Jerry Brown has been a fixture in California politics across five separate decades. And soon, a new project will offer an inside look at the state’s longest-serving governor — through conversations with the man himself.
Today, The Bancroft Library’s Oral History Center and KQED are announcing an oral history project chronicling Brown’s life and expansive career. The project is expected to include at least 30 hours of original interviews with Brown, a UC Berkeley alum. The conversations — which will begin later this year — will cover much of Brown’s adult life, including his time in the seminary; lessons learned from the governorship of his father, Pat Brown; his terms as secretary of state, attorney general and governor of California, and mayor of Oakland; and three presidential bids.
Research and interview duties will be shared by Martin Meeker, the Charles B. Faulhaber director of the Oral History Center, or OHC; Todd Holmes, historian/interviewer and associate academic specialist at the OHC; and Scott Shafer, senior editor for KQED’s Politics and Government Desk and co-host of the weekly radio program and podcast Political Breakdown.
“Our upcoming oral history with Gov. Brown represents just our most recent effort in our six-plus decades of documenting California politics,” Meeker said. “The governor’s interview will join major interviews with everyone from suffragist Alice Paul to Gov. Pat Brown, Jerry’s father.
“For anyone studying California’s political history of the 20th and 21st centuries, the Oral History Center’s interviews are a gold mine.”
Meeker started at the Regional Oral History Office, the precursor to the OHC, in 2003, and became director of the OHC in 2016. His hundreds of interviews include conversations with Willie Brown, the first African American mayor of San Francisco; John Podesta, Bill Clinton’s chief of staff; and Robert Rubin, former secretary of the treasury.

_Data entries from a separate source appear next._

PR #14326, opened 2026-07-20
feat(omnihr): Update auth + new action

danielpoonwj:
### Auth Update

There is now [token refresh + server-side caching](https://www.activepieces.com/docs/build-pieces/piece-reference/authentication#token-refresh-server-side-caching) supported. This prevents continually regenerating the access token, which can hit rate limits.

Now it is generated once and cached till expiry (slightly earlier with a 5 minute buffer).

### New Action: Generate Report

Introduce a new action that can generate reports defined through the UI. There are 2 general kinds of reports: Master and Snapshot.

Master reports always get up to date data:

Screenshot 2026-07-20 at 9 46 39 PM

Snapshot reports allow date input for a historical snapshot:

Screenshot 2026-07-20 at 9 46 16 PM

By default the report is generated keyed by id. This can be hard to work with eg. if there are custom fields and the id would be eg. `custom_field.1234`. The report templates contain the human readable name mapping and we provide an option to map field names in the output.

## How was this tested?

Local testing.

Fixes # (issue)


packages/pieces/community/omnihr/src/lib/auth.ts
```diff
@@ -36,4 +50,33 @@ export const omnihrAuth = PieceAuth.CustomAuth({
...
+        body: {
+          username: auth.username,
+          password: auth.password,
+        },
+      });
+
+      const expiresIn =
+        Number(tokenResponse.body.access_exp) -
+        Math.floor(Date.now() / 1000) -
+        ACCESS_TOKEN_EXPIRY_BUFFER_SECONDS;
```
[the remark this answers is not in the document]
danielpoonwj: this should not happen in regular operation as that would be a break in the API contract. the field should be expected to exist and be in that epoch format

packages/pieces/community/omnihr/src/lib/auth.ts
```diff
@@ -36,4 +51,33 @@ export const omnihrAuth = PieceAuth.CustomAuth({
...
+          Origin: auth.origin,
+        },
+        body: {
+          username: auth.username,
+          password: auth.password,
+        },
+      });
+
+      const expiresIn =
+        Number(tokenResponse.body.access_exp) -
```
kishanprmr, line 75: @danielpoonwj According to the [Auth Docs](https://api-docs.omnihr.co/#getting-started), the authentication response doesn't include an `access_exp` field. Could you confirm whether it's still returned in the response when you test the API? Sorry for the inconvenience, we don't have valid credentials to test this on our end.

danielpoonwj: omnihr-screenshot

hi @kishanprmr no worries, here is the response from an actual API call

kishanprmr: Perfect, thanks! We can go ahead and merge it.

kishanprmr:
@danielpoonwj bumped `minimumSupportedRelease` to `0.86.0` since actions now rely on `context.auth.access_token`, which is only populated by the server-side refresh mechanism from #13778 (shipped in 0.86.0). Without the bump, self-hosted instances on older releases would get Bearer undefined and every action would fail.

kishanprmr (approved):

AhmadTash (approved):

Holmes joined the OHC in 2016. He has interviewed figures such as Jim Chappell, the director of the San Francisco Bay Area Planning and Urban Research Association, or SPUR; professor of planning Michael Teitz, and journalist Rick Laubscher. His upcoming book, The Fruits of Fracture, focuses on Ronald Reagan’s tenure as governor.
The final interviews will join the OHC’s vast collection, totaling about 4,000 interviews. The collection includes major oral histories of the Free Speech Movement, Sierra Club, and disability rights and independent living movement, as well as biographies of Pat Brown, Earl Warren, and Ronald Reagan, among many others. Transcripts and audio and video of the interviews with Jerry Brown will be available on the OHC’s website
As part of the project, KQED is planning a podcast series on Brown’s life and career, combining the conversations with Brown with new interviews with figures close to the governor, archival material, and other audio clips.
“The Oral History Center is thrilled to partner with KQED to see that Gov. Brown’s oral history is completed and made available to everyone,” Meeker said. “The KQED-OHC team brings decades of political interviewing expertise to this important project.
“We are humbled to be the ones with the honor of making sure that this history is recorded and preserved.”
About the Oral History Center
The Oral History Center of The Bancroft Library documents the history of California, the nation, and the global arena. The OHC produces carefully researched, audio/video-recorded and transcribed oral histories and interpretative historical materials for the widest possible use. Since its inception in 1954, the OHC has carried out interviews in a variety of major subject areas, including politics and government; and law and jurisprudence. Interviews have been used as source material for monographs, books, articles, stage productions, radio programs, video and film documentaries, websites and blogs, and dissertations and theses. The OHC has conducted over 4,000 oral histories, which total tens of thousands of interview hours.
About KQED
KQED serves the people of Northern California with a public-supported alternative to commercial media. An NPR and PBS affiliate based in San Francisco, KQED is home to one of the most listened-to public radio stations in the nation, one of the highest-rated public television services, and an award-winning education program helping students and educators thrive in 21st-century classrooms. A trusted news source and leader and innovator in interactive technology, KQED takes people of all ages on journeys of exploration — exposing them to new people, places, and ideas.